Segment Start: Provided data

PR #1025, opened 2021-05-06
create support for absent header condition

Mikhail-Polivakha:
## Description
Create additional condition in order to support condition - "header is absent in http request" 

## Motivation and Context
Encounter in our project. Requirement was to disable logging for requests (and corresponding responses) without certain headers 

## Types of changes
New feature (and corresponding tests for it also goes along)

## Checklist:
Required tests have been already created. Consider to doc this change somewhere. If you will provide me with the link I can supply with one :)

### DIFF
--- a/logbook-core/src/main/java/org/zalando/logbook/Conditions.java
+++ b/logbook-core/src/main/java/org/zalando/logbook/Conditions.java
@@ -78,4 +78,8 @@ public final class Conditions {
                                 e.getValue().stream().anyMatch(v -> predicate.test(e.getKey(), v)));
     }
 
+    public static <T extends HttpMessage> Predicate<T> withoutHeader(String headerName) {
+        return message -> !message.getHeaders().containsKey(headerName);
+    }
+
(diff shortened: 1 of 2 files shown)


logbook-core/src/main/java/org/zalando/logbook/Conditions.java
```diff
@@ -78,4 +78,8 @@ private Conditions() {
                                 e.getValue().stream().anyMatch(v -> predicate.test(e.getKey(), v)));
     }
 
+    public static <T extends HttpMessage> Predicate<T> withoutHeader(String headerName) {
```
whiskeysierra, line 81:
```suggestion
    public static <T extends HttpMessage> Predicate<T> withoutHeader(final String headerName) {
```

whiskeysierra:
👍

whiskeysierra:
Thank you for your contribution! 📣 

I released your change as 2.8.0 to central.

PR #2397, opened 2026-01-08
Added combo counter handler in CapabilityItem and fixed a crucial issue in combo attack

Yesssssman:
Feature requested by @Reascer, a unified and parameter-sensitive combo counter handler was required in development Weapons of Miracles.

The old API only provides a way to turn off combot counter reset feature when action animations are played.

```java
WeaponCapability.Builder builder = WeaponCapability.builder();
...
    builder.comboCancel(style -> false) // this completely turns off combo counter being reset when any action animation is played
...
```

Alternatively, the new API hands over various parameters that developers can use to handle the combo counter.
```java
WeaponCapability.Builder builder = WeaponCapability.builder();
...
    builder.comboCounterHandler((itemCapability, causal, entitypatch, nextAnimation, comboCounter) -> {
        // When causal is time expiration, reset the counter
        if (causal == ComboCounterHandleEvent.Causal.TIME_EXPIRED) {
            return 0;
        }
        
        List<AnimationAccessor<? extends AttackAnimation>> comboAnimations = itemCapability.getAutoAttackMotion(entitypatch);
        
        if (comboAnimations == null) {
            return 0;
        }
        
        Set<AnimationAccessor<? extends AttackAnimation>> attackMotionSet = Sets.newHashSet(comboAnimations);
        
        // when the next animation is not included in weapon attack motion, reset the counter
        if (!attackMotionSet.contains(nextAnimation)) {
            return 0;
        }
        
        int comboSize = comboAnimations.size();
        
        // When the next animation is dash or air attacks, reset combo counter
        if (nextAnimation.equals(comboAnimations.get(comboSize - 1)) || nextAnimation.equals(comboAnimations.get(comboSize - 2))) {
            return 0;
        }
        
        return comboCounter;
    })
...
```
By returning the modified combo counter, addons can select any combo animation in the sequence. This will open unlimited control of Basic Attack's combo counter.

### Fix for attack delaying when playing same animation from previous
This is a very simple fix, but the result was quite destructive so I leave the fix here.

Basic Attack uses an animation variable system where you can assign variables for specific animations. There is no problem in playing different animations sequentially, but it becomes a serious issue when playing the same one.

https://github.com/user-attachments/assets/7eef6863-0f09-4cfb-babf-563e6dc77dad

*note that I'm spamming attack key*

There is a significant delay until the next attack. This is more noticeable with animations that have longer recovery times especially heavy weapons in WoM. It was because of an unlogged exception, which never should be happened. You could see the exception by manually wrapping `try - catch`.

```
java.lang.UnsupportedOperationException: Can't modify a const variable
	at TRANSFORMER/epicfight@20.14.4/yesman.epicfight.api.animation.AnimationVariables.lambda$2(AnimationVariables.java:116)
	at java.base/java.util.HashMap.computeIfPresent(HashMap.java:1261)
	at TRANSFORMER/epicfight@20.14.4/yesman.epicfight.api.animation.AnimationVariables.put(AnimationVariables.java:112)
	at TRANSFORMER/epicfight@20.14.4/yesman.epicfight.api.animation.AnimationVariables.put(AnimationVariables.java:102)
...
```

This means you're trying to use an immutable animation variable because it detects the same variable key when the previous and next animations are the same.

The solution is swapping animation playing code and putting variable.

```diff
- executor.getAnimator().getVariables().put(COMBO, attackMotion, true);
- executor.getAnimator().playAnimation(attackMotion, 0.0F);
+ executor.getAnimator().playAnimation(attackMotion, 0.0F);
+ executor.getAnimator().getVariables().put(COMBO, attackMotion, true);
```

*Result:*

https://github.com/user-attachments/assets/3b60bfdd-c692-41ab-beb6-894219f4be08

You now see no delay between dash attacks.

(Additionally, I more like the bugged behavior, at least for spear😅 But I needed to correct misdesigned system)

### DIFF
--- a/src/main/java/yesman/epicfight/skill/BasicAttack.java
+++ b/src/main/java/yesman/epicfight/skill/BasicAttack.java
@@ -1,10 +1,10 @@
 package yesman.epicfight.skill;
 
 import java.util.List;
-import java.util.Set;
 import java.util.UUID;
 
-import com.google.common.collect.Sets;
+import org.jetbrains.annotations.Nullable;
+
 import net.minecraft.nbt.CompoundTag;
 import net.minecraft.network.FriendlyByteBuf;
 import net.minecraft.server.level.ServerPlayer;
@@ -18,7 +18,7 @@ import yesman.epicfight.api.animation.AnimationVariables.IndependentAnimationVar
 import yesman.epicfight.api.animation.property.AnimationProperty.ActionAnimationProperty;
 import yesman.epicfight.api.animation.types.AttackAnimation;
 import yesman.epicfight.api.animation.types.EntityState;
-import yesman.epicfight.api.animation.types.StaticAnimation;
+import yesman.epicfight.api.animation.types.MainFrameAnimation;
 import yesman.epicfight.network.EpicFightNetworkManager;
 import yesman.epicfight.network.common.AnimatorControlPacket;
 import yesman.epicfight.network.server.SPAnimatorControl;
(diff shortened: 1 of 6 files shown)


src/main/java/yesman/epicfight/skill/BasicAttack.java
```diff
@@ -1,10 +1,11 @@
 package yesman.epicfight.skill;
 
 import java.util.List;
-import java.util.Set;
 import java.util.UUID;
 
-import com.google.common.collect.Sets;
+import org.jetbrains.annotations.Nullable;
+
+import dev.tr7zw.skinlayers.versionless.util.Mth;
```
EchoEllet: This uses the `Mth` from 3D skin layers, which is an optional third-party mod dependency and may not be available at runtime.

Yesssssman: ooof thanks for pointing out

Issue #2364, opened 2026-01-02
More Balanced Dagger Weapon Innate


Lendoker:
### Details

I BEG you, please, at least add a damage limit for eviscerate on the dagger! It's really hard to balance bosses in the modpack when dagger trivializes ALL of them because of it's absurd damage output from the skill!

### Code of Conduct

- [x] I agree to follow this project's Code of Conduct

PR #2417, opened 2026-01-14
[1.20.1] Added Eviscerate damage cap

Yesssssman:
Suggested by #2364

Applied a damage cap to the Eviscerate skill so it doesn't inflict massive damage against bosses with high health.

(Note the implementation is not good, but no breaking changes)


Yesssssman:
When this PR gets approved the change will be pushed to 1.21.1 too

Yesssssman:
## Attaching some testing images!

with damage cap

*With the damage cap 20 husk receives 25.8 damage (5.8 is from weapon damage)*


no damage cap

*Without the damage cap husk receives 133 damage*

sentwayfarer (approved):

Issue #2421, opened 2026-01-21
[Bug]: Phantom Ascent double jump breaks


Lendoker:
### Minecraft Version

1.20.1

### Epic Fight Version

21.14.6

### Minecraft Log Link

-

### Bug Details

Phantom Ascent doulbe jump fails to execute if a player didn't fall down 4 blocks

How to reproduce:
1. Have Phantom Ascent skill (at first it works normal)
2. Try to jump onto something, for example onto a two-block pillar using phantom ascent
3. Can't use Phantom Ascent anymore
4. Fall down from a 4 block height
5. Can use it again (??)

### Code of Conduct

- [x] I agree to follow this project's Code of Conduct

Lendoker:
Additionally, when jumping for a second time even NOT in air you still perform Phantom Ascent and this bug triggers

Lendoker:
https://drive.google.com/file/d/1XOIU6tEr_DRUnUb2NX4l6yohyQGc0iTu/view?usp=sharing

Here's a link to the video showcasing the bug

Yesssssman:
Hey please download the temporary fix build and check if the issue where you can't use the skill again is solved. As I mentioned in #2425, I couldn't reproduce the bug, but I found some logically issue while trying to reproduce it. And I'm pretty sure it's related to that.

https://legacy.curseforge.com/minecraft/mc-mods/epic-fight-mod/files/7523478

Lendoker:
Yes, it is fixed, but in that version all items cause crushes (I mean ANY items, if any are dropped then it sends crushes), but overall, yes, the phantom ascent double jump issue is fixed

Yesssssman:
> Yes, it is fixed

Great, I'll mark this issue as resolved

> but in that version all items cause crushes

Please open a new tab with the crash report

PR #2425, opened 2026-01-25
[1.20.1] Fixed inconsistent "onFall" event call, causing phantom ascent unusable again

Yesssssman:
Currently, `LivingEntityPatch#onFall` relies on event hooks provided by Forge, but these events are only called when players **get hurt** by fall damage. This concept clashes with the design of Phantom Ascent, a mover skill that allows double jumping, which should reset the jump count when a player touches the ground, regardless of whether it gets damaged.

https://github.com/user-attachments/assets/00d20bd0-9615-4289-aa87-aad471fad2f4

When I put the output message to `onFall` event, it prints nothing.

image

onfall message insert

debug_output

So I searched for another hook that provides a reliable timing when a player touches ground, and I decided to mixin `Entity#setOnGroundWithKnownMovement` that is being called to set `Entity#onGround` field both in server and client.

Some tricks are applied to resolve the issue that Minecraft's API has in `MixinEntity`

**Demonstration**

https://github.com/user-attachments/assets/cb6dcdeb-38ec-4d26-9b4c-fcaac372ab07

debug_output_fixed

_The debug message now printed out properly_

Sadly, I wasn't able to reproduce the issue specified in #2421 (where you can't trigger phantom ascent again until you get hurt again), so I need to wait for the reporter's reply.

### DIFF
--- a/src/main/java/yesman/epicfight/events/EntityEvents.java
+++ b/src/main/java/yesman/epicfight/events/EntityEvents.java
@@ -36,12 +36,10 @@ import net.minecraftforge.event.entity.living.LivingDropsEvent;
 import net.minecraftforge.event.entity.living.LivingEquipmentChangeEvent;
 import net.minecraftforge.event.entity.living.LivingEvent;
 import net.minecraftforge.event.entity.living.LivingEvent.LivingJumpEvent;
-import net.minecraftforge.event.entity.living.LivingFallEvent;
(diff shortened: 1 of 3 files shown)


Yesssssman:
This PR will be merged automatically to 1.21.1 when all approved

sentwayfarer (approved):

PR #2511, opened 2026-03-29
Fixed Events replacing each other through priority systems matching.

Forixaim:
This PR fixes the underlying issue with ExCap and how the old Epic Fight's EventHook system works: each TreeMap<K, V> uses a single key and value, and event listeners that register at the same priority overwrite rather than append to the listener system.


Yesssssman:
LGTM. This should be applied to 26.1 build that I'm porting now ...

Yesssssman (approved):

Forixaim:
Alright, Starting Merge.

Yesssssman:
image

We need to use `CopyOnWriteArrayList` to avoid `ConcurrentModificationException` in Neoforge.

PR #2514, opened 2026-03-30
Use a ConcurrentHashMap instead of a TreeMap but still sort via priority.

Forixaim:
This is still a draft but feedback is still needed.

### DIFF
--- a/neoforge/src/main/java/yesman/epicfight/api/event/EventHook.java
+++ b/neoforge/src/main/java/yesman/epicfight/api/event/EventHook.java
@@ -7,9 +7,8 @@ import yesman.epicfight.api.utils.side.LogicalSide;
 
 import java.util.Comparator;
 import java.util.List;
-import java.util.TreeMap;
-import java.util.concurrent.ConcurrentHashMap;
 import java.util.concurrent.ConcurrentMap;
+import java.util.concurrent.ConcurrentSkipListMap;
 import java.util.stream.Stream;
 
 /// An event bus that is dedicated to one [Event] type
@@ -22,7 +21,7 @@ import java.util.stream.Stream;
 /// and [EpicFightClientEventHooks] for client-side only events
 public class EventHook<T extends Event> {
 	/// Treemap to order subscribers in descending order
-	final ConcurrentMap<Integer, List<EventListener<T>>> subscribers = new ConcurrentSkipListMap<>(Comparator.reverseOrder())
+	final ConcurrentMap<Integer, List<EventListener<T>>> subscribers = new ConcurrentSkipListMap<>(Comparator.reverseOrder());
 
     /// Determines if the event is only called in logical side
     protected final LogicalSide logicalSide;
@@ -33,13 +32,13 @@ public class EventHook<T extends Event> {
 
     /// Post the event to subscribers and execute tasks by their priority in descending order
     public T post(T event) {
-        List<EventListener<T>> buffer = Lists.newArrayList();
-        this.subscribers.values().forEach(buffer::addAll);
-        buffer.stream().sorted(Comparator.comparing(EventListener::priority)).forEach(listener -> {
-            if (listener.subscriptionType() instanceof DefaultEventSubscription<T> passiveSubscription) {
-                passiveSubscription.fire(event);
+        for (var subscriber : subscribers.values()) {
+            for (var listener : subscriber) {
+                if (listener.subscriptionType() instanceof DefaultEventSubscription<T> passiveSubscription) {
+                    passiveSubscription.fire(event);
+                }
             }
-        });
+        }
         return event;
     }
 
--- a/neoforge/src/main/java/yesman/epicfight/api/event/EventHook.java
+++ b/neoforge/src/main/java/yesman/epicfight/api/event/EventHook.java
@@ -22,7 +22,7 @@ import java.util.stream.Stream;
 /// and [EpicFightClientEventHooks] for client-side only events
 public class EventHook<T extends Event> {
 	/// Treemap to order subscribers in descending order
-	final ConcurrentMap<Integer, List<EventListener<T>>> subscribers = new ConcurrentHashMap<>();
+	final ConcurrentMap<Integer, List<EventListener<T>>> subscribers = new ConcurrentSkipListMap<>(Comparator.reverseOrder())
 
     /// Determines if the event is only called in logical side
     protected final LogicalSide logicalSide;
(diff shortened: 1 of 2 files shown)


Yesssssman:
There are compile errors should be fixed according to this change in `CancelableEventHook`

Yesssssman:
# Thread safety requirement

Segment End: Provided data

• **Exercise details**
Look through the material above. Copy each line where the word "server" appears.

• **Completed exercise**
 import net.minecraft.server.level.ServerPlayer;
 import yesman.epicfight.network.server.SPAnimatorControl;
So I searched for another hook that provides a reliable timing when a player touches ground, and I decided to mixin `Entity#setOnGroundWithKnownMovement` that is being called to set `Entity#onGround` field both in server and client.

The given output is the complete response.